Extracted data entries
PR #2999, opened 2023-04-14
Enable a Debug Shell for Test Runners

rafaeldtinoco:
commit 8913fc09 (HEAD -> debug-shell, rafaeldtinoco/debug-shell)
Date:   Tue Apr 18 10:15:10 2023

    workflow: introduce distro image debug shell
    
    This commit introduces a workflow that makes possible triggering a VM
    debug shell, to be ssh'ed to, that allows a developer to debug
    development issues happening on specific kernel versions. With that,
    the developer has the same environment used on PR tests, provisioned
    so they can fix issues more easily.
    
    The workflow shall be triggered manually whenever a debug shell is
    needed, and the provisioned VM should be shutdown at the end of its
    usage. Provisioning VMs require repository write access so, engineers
* * *
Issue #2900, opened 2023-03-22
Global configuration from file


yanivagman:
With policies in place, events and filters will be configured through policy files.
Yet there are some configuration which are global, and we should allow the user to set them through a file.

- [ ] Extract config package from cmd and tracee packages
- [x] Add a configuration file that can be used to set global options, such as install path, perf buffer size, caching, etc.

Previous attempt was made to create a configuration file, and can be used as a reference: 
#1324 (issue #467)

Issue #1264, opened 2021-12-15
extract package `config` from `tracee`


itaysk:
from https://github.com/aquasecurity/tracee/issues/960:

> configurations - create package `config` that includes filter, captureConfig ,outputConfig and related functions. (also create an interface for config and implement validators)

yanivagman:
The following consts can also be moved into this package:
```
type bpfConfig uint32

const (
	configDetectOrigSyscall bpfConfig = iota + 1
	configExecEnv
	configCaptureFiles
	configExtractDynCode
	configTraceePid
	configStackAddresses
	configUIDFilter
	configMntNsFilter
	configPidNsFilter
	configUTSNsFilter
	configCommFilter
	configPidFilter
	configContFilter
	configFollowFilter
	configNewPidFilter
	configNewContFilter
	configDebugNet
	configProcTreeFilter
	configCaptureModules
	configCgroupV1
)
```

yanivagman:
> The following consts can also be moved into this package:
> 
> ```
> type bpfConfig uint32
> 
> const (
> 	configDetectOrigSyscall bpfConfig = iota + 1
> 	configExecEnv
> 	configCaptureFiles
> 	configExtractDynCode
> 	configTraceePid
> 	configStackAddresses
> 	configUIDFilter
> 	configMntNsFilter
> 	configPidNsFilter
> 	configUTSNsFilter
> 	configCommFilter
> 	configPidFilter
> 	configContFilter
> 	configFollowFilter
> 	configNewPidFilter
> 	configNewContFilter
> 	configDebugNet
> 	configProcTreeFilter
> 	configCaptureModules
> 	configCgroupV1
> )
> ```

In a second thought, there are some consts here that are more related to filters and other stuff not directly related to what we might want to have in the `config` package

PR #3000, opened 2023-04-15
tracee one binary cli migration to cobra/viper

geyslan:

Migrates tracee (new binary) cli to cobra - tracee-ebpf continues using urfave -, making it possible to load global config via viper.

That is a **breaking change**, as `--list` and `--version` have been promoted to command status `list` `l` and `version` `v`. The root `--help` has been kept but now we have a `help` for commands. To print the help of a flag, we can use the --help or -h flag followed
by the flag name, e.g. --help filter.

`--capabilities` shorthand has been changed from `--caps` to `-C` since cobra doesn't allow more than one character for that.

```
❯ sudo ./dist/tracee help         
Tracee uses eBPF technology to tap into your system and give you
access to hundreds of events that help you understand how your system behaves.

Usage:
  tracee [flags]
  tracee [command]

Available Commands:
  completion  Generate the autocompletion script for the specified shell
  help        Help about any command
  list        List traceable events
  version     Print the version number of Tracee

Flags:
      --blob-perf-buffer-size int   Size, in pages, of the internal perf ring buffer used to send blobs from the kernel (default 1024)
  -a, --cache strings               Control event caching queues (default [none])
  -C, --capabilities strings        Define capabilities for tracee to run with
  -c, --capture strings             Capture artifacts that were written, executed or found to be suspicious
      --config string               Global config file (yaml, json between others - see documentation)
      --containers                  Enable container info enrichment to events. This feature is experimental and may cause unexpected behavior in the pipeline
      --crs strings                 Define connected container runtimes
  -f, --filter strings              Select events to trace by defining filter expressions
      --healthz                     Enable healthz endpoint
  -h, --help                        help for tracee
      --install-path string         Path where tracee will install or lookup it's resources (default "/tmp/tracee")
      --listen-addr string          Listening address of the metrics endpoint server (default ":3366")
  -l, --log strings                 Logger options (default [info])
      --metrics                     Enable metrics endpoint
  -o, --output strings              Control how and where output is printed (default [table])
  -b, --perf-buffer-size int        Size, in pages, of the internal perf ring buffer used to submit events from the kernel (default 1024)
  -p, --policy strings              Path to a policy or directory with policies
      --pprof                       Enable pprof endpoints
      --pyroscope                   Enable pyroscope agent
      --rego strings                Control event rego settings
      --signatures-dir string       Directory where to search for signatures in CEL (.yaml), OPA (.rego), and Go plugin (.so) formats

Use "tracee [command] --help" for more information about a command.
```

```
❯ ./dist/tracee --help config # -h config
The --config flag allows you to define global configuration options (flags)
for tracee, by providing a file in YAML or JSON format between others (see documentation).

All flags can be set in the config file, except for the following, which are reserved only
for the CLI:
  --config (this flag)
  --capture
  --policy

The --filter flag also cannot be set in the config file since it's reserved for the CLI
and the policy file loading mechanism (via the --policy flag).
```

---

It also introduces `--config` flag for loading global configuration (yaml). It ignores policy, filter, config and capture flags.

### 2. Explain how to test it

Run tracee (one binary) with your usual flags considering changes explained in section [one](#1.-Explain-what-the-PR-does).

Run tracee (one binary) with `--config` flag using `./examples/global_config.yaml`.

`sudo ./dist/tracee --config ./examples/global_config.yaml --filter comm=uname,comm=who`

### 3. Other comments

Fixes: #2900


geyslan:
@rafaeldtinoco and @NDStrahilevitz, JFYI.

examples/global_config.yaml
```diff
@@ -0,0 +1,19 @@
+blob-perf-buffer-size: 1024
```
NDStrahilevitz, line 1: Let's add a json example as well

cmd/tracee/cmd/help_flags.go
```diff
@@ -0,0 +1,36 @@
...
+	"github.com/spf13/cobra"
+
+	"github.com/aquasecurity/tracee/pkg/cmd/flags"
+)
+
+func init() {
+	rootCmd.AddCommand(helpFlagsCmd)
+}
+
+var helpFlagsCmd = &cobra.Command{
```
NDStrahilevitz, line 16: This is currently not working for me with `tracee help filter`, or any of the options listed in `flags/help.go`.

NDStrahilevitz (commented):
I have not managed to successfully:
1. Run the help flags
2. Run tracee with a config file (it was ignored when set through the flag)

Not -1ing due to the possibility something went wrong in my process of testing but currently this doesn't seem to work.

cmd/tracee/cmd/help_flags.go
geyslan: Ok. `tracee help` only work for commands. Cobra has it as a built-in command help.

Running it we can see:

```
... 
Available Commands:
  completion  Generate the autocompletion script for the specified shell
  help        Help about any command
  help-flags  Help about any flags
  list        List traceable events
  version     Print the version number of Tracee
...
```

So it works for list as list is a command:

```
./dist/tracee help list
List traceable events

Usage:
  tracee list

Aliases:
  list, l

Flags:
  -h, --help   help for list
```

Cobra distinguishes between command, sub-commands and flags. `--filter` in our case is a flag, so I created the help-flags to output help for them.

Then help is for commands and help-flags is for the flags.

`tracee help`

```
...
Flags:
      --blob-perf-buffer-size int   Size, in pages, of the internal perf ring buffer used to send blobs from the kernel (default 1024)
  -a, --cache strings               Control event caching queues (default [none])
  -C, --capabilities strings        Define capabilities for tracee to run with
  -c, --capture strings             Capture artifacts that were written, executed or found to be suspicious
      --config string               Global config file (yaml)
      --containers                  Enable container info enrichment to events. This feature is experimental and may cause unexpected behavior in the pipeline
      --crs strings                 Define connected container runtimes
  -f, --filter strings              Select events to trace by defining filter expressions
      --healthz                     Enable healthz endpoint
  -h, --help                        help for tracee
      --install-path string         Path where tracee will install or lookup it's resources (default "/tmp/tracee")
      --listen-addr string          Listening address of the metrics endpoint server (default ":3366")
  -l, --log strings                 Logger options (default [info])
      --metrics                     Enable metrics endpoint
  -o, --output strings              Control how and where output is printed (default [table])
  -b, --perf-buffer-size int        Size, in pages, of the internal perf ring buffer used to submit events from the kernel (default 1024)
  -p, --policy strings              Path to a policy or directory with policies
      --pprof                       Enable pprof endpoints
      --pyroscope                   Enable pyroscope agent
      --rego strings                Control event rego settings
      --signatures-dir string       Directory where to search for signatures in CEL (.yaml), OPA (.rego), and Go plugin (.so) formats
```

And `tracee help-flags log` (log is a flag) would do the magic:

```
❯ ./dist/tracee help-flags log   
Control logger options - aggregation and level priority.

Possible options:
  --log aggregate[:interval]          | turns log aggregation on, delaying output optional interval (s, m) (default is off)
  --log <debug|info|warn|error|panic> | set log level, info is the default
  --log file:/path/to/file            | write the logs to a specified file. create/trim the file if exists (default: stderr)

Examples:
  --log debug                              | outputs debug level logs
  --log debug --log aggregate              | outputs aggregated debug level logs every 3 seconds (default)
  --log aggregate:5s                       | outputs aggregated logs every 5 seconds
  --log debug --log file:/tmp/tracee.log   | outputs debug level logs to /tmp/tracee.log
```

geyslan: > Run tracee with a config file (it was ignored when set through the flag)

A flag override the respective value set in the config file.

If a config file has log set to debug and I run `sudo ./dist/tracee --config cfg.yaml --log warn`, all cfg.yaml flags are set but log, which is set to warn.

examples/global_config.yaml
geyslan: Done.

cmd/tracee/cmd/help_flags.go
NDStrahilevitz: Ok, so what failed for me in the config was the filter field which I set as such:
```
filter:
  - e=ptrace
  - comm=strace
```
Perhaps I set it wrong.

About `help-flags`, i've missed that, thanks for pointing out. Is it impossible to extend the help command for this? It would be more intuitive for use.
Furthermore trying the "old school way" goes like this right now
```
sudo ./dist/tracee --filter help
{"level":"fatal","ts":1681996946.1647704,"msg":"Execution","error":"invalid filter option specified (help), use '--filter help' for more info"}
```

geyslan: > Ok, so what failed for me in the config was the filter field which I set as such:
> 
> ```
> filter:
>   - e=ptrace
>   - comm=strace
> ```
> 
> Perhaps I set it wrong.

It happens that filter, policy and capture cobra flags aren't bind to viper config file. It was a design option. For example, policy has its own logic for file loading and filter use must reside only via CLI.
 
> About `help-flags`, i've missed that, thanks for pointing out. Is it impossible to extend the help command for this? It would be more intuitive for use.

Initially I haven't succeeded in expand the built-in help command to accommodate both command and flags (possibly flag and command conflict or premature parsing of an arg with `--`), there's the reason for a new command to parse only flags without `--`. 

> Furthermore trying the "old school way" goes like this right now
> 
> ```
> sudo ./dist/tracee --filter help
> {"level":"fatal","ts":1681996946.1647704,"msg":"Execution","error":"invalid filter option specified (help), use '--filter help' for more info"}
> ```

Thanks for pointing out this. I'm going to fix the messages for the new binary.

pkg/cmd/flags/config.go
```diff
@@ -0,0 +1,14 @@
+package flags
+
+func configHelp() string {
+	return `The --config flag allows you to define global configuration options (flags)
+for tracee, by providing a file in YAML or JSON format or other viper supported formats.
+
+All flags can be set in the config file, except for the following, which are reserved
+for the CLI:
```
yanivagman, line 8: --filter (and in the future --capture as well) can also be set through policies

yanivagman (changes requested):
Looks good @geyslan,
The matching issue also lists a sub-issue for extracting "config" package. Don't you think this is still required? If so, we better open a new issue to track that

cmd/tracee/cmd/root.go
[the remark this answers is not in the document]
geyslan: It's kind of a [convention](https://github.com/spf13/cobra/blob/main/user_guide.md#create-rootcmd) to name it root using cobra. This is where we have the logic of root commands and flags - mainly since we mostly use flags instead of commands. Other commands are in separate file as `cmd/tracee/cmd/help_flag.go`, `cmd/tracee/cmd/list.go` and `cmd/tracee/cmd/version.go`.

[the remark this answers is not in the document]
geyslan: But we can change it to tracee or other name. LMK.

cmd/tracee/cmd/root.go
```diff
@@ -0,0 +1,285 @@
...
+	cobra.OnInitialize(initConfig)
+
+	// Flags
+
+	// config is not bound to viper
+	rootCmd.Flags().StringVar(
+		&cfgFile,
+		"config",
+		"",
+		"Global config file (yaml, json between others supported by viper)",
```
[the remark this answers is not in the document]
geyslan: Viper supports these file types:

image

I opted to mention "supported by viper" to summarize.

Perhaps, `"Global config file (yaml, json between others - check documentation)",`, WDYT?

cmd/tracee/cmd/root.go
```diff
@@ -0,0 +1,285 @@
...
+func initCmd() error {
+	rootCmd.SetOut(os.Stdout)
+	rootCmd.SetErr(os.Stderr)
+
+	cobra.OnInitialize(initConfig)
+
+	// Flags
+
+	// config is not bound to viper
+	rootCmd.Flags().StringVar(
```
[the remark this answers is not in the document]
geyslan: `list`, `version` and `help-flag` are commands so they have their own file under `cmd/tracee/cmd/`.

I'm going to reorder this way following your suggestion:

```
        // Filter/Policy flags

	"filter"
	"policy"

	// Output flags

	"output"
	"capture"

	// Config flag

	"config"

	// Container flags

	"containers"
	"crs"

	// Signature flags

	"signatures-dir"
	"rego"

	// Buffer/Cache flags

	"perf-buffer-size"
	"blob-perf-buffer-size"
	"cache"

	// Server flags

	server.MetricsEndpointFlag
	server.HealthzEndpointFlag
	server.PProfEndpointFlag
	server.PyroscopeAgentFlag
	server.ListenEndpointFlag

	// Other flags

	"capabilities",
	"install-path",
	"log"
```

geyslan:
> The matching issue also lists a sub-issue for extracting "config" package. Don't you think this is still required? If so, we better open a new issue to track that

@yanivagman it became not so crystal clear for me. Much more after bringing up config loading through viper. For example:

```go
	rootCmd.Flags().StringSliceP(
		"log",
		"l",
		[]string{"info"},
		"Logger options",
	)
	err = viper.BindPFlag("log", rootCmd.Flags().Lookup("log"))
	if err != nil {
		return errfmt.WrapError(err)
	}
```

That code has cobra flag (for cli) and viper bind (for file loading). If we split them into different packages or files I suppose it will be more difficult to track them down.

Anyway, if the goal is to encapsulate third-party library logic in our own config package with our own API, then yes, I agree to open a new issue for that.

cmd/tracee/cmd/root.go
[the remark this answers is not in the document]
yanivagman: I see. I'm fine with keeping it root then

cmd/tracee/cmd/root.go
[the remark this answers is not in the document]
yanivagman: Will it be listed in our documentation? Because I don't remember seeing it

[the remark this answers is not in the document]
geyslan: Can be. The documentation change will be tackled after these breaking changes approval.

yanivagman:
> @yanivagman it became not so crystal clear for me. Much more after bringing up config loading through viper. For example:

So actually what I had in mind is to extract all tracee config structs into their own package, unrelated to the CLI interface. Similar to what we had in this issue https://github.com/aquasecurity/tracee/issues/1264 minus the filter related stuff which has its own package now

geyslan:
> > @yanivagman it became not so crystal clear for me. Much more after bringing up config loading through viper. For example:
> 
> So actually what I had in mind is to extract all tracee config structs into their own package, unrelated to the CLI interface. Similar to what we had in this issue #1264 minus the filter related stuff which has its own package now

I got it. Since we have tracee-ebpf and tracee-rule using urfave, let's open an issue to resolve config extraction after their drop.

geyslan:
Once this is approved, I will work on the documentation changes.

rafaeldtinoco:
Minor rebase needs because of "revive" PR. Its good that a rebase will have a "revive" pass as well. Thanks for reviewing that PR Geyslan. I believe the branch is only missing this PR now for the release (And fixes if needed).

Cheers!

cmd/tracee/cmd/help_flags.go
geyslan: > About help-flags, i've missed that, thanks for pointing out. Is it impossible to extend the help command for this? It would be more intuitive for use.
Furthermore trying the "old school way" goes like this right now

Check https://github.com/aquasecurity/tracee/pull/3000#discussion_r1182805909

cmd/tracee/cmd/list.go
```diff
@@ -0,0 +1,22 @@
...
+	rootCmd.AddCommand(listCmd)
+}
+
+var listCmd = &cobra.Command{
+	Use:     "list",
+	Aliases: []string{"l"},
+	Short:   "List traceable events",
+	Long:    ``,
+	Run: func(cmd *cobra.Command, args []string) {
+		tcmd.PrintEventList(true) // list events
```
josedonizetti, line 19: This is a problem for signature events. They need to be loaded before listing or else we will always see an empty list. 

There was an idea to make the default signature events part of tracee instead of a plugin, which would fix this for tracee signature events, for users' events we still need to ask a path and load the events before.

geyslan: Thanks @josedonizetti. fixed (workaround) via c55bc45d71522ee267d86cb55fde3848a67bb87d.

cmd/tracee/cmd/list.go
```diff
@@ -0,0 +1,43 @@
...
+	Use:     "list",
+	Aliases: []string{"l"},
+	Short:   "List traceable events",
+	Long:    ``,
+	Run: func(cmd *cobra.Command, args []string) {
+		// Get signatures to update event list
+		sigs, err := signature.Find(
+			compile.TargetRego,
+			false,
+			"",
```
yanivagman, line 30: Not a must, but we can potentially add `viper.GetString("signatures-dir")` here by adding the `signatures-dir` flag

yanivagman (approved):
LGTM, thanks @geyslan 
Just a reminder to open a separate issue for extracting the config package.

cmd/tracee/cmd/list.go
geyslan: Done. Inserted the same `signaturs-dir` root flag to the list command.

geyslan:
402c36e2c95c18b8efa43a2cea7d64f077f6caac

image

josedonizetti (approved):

What is required
When the line with "PR #2999, opened 2023-04-14" is reached in the data above, begin copying, and stop after the line with "This commit introduces"; copy each line exactly, both ends included.

Written answer
PR #2999, opened 2023-04-14
Enable a Debug Shell for Test Runners

rafaeldtinoco:
commit 8913fc09 (HEAD -> debug-shell, rafaeldtinoco/debug-shell)
Date:   Tue Apr 18 10:15:10 2023

    workflow: introduce distro image debug shell
    
    This commit introduces a workflow that makes possible triggering a VM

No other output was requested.